==== DATA SHOWN
PR #1955, opened 2019-04-21
[Training] Add Adagrad optimizer operator

wschin:
PR #2314 is a single place for reviewing the whole training story.

This PR proposes a stateless optimizer based on a stochastic gradient method. This operator covers [Tensorflow](https://www.tensorflow.org/api_docs/python/tf/train/AdagradOptimizer)'s and [Pytorch](https://pytorch.org/docs/stable/_modules/torch/optim/adagrad.html#Adagrad)'s ADAGRAD optimizer.

Optimizer itself can be defined as a stateful operator which, for example, maintain accumulated momentum and accumulated squared gradient. However, this way might implicitly introduce `assignment` semantic into ONNX and therefore breaks SSA assumption.

Below is a script I used to verify the Adagrad function added in this PR's test. It shows that consistent results in TF, Pytorch, and the Adagrad function used to create ONNX tests in this PR.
========
> _ABOUT THIS EXERCISE_: The line containing "Optimizer itself can" and every line after it, through the last one above, should be written out word for word.

> _EXERCISE RESULT_:
Optimizer itself can be defined as a stateful operator which, for example, maintain accumulated momentum and accumulated squared gradient. However, this way might implicitly introduce `assignment` semantic into ONNX and therefore breaks SSA assumption.

Below is a script I used to verify the Adagrad function added in this PR's test. It shows that consistent results in TF, Pytorch, and the Adagrad function used to create ONNX tests in this PR.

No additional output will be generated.